Rodgau - (eh) Neue Krabbelgruppen in drei Kindertagesstätten können in den nächsten Wochen starten. Bei den Betreuungsplätzen für Kinder unter drei Jahren belegt die Stadt Rodgau dann einen Spitzenplatz im Kreis Offenbach.

Die Kita Schillerstraße erhält einen Anbau, die evangelische Kita Birkenhain verfügt nun über ein ausgebautes Dachgeschoss. Im Binger Weg wurde eine Kindergartengruppe in eine Kleinkindergruppe umgewandelt.

Ein Teil der Baukosten wird aus Bundeszuschüssen bezahlt. Kreis-Sozialdezernent Carsten Müller überreichte die Bescheide in Höhe von 323 000 Euro gestern an seinen Rodgauer Kollegen Michael Schüßler und an Bürgermeister Alois Schwab.

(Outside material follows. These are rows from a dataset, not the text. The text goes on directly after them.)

PR #1380, opened 2019-05-02
Improve underdog: hide some underdog init scripts and autostarts

rizalmart:
Need to hide some init scripts due to puppy's rc.services nature that executes scripts in init.d with executable permissions. Also some autostarts which was not compatible with puppy

### DIFF
--- a/initrd-progs/0initrd/init
+++ b/initrd-progs/0initrd/init
@@ -1066,9 +1066,32 @@ if [ "$UNDERDOG" ];then #boot parameter
  ensure_mounted "$UNDERDOG" "/pup_ud"
  if [ "$ONE_MP" ];then
   mount -o remount,append:${ONE_MP}=rr /pup_new
-  #if [ $? -eq 0 ];then
-   #do any necessary underdog fiddles
-  #fi
+  if [ $? -eq 0 ];then
+       #Hide /etc/xdg/autostart files let puppy run on top
+    if [ -e /pup_ud/etc/xdg/autostart ]; then
+      [ ! -e /pup_rw/etc/xdg/autostart ] && mkdir -p /pup_rw/etc/xdg/autostart
+	  for dfile in $(ls -1 /pup_ud/etc/xdg/autostart 2>/dev/null)
+	  do
+	   [ ! -e /pup_rw/etc/xdg/autostart/$dfile ] && touch /pup_rw/etc/xdg/autostart/.wh.$dfile
+	  done
+    fi
+    
+    #Hide /etc/init.d files let puppy run on top
+    if [ -e /pup_ud/etc/init.d ]; then
+      [ ! -e /pup_rw/etc/init.d ] && mkdir -p /pup_rw/etc/init.d
+      
+      touch /pup_rw/etc/init.d/.wh.rcS 2>/dev/null
+      touch /pup_rw/etc/init.d/.wh.rCS 2>/dev/null
+      touch /pup_rw/etc/init.d/.wh.rc 2>/dev/null
+      
+	  for dfile in $(ls -1 /pup_ud/etc/init.d 2>/dev/null)
+	  do
+	   if [ "$(echo "$dfile" | grep -E "httpd|lighttpd|nginx|mysql|postgresql|ziproxy|tinc|tinyproxy|tlp|transmission|VBoxService|wicd|vrrpd|privoxy|postfix|postgrey|vrrpd|smartd|squid|atd|apache|hiawatha|rsync|tazpanel|ftpd|timidity|lm-sensor|sane|thermald|cherokee|clamd|freeradius|nagios|x11vnc|vnstatd|unfsd|pptpd|pcscd|p910nd|vmtoolsd|ofono|nscd|ndo2db|nrpe|motion|miniupnpd|dnsmasq|dhid|cyrus|couchdb|chilli|connman|gpm|hostapd|hylafax|compcache|netdata|ntop|openldap|openssh|perdition|xrdp|ypserv|daemon")" == "" ]; then
+	    [ ! -e /pup_rw/etc/init.d/$dfile ] && touch /pup_rw/etc/init.d/.wh.$dfile
+	   fi
+	  done
+    fi
+  fi
  fi
 fi
 


wdlkmpx:
I'm afraid i'll never test this. When a puppy is "fairly" complete and/or when there are many choices to build from underdog becomes less interesting. But i'll merge this and i'll move that code to /sbin/setup_underdog where you can add more stuff if you wish

I'll also move the multisession cd stuff to /sbin as a helper script and also other code blocks, a more modular init where features are easily removed.

wdlkmpx:
Hmmm i don't recall ever testing or using underdog with a real distro, maybe using a puppy full install that i quickly deleted.. funny. I wonder what is the purpose exactly, to test another package manager, to experiment in a quirky way? Is it valid anymore?

In puppy there are many possibilities.. many kernels available and that can be compiled, etc. The only missing feature is the ability to use the default compat distro kernel in a frugal install.

I guess many puppy users, including those using wary, racy, puppy4, etc.. have come to the conclusion that they don't need anything else, the WINE pkg provided  by version2013 allows them to run many free and paid apps that are more than any distro can offer, and all of that using a tiny distro.

rizalmart:
I already tested that underdog script modifications using full install tazpuppy and frugal installed x-slacko slim. it works fine.

wdlkmpx:
Ok. It's my understanding that you have different stuff in your pups,
in some cases there might be incompatibilities

Specially when it comes to the ppm, what you see in the testing branch
is not the latest version

In the experimental branch another massive code deletion and
"rationalization" (in micko's words) is going on. After that
zwoof-next will be added as a proof of concept.

wdlkmpx:
Looking at the changes in init and rc.shutdown, so the underdog can be loaded and unloaded.

It seems to me that the underdog stuff is some sort of primitive chroot/container stuff, a very quirky and dangerous way to achieve what others have been doing with chroot/containers for ages.

Underdog is just too invasive and can easily lead to a broken system, it requires more improvements and stuff.

If you want to use the package manager or apps of some other installed distro, you normally do it through a chroot, chroot jail, container, something like that, don't know much about it.

Basically you mount stuff, mount --bind or something, maybe backup some files in the target system, copy /etc/resolv.conf  and maybe a few other files, and that's it you're ready to run apps. Then unmount stuff and restore a few files after the chroot ends..

Let's say there is already 1 underdog: the compat distro. With the underdog, there are 2 underdogs.

I hope you remove underdog from your buildsys and create something based on chroot or something. 

Having said, i think i'll delete the underdog stuff in the experimental branch, the current stuff in the testing branch will continue for a while, so you see it's there, but will be deleted somewhere else..

s243a:
Does this discussion includes mistfires modifications to underdog?

Anyway, if the underdog is the binary compatible version of linux (or a closely related version) then I expect there shouldn't be too many incompatibilities. This would allow the puppy stuff to run in ram and pull from the full version of linux when needed. 

disclaimer: I don't know how underdog works.

s243a:
mistfire wrote:
"I successfully make a breakthrough in underdog. It is now more usable and less troublesome than before. It is done by hiding the /etc/xdg/autostart files and some /etc/init.d scripts of underdog layer on top layer of aufs then update all the cache files. This method is now implemented on the woof-ce"
http://murga-linux.com/puppy/viewtopic.php?p=1027216&search_id=2125841891#1027216

wdlkmpx:
Underdog is some sort of chroot/container that is loaded in init as
the lower layer, in which you boot some other distro using a puppy,
and puppy takes over.

mistfire only tests in his puppies with small distros and with his
modifications, underdog is something huge, its implications are huge.
The tools that deal with remastering puppy will find trouble with a
loaded underdog and so on.

Answer to underdog: containers, chroot, etc. Problems: almost none.
Problems with underdog: many.

You can use any distro as the underdog and that distro may be highly
incompatible with the puppy you're using, i mean extremely
incompatible. Binary clashes, etc.

And aufs being just one of the possible unionfs, i guess underdog is
not properly supported by overlay or something, there are many things
that aufs can do that are not possible in overlay, with this a step to
unification is achieved..

wdlkmpx:
The underdog is the product of old concepts and limitations of puppy.

With woof2 many of the limitations were overcome.. by using another
distro as the puppy itself.

With Pkg another limitation is being overcome, now it's possible to
use cli pet pkg manager.

With wine it's possible to use many applications, that if you look
carefully, it will satisfy basically all your needs, so there's no
need for something as tricky as this.

And the asnwer to everything: portable packages.

Packages compiled in a fairly old distro with some static stuff and
with very basic dependencies that will run basically on most newer
distros.

I think someone produced something like that: a fairly static mpv, it
was compiled in precise, i read people uses is the slackos and all
newer ubuntu puppies, even in wary, racy (with glibc upgrade).

You see, there's no need for this..

wdlkmpx:
The key is to provide a way to run another distro without compromising
the pup system, and i think mistfire will surely implement something
like that very soon.

It's also worth mentioning again the importance of generic packages,
just like firefox, a very complex and modern app that runs in old
distros (as old as slackware 14.0, ubuntu precise).

Compiling generic packages is an art that is not hard to master. There
are few essential packages, a media player, a web browser, some other
essential apps, wine to fill the gaps. Isn't it funny, with wine you
run the latest version of some complex cross-platform qt5 app that you
can't compile in your old distro.

With underdog we're also dealing with legacy code.. reminds of a song
called "Prisoner of your lines", which has a sick and long nice guitar
solo

"Code is blind and
And code deceives you
You came along and captured me
Now i'm a prisoner of your lines

Trapped in time
I cannot leave this
I'm just a prisoner of these lines"

Which is the story of puppy. True story.

Now i'm on lighter note, have you ever noticed how cool the PS4 games look

I was watching some clips of God of War 4, it's almost a cinematic experience
https://youtu.be/8_CKqOuQvBk

At some point Baldur says: "Pain, it's so wonderful!". Indeed

"Scaterring Faye's ashes" is also worth watching, cinematic
https://youtu.be/VyzGBghdMDI

Mortal Kombat 11 also looks quite good and cinematic.

Now imagine spending your time having fun or having to work to earn a
living or being forced to raise your kids and then coming back to find
you don't understand the code you wrote long ago. That's why it's
important to delete code.

PR #1385, opened 2019-05-11
fix slackware64 puppy-specific repos

01micko:
Just fixing a minor omission


01micko:
James I'm merging this but is a solution to nothing as *lightofdawn.org* should not be the repo of a puppy build system. It is a stop gap until we get a repo organised.

jamesbond3142:
No problem Mick. When you have a better place i can send you the tarball
containing the stuff that needs to be uploaded. It's just a bunch of files
and folders; and there are only two packages there: xdialog and gtkdialog.

01micko:
Hi James,

There is a new repo created at ibiblio (and mirrors to follow)

http://distro.ibiblio.org/puppylinux/next/puppy-extra/

I also have slackware{64}-14.2 building and booting on VM and bare metal. I'll issue a PR when ready.

Send the tarball when you are ready.

PR #1393, opened 2019-05-29
Create repack_builtin

rizalmart:
This script repacks the builtin package back into pet package without deleting the builtin package


sc0ttj:
Just FYI, Pkg as a `pkg repack <package-name>` command that already does this, plus it can also repack any user installed packages as well.

s243a:
> Just FYI, Pkg as a `pkg repack <package-name>` command that already does this, plus it can also repack any user installed packages as well.

Thankyou for the tip scottj :)

PR #1395, opened 2019-05-29
Create repack-builtin.desktop

rizalmart:
Add menu entry for repacking builtin packages


peabee:
This seems like a very specialised function to have its own menu item cluttering up the menu.....puppy is often criticised in reviews for having too many items in its top level menus.....perhaps a different route to this function would be preferable (not sure what tho....part of the existing remaster?)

Beim Ausbau der Kleinkinderbetreuung liege Rodgau nach Mühlheim an zweiter Stelle im Kreis, lobte Müller. „Wir kommen am Ende dieses Jahres auf 218 Plätze“, kündigte Schüßler an. Damit stehe für jedes fünfte Kind (20 Prozent) dieser Altersgruppe ein Betreuungsplatz zur Verfügung. Bis zum Jahr 2013 soll bundesweit eine Quote von 30 Prozent erreicht sein. Schüßler: „Die Kinder, über die wir da reden, sind noch gar nicht geboren.“

Beim Betreuungsangebot für die Ein- bis Dreijährigen zählt die Stadt die Plätze in Gruppen (142) und bei Tagesmüttern (76) zusammen.

Die frühkindliche Bildung verlangt der Stadt eine finanzielle Kraftanstrengung ab. Trotz Bundeszuschuss bedeutet jede neue Gruppe für die Stadt rund 100 000 Euro Baukosten und ein jährliches Defizit von etwa 50 000 Euro.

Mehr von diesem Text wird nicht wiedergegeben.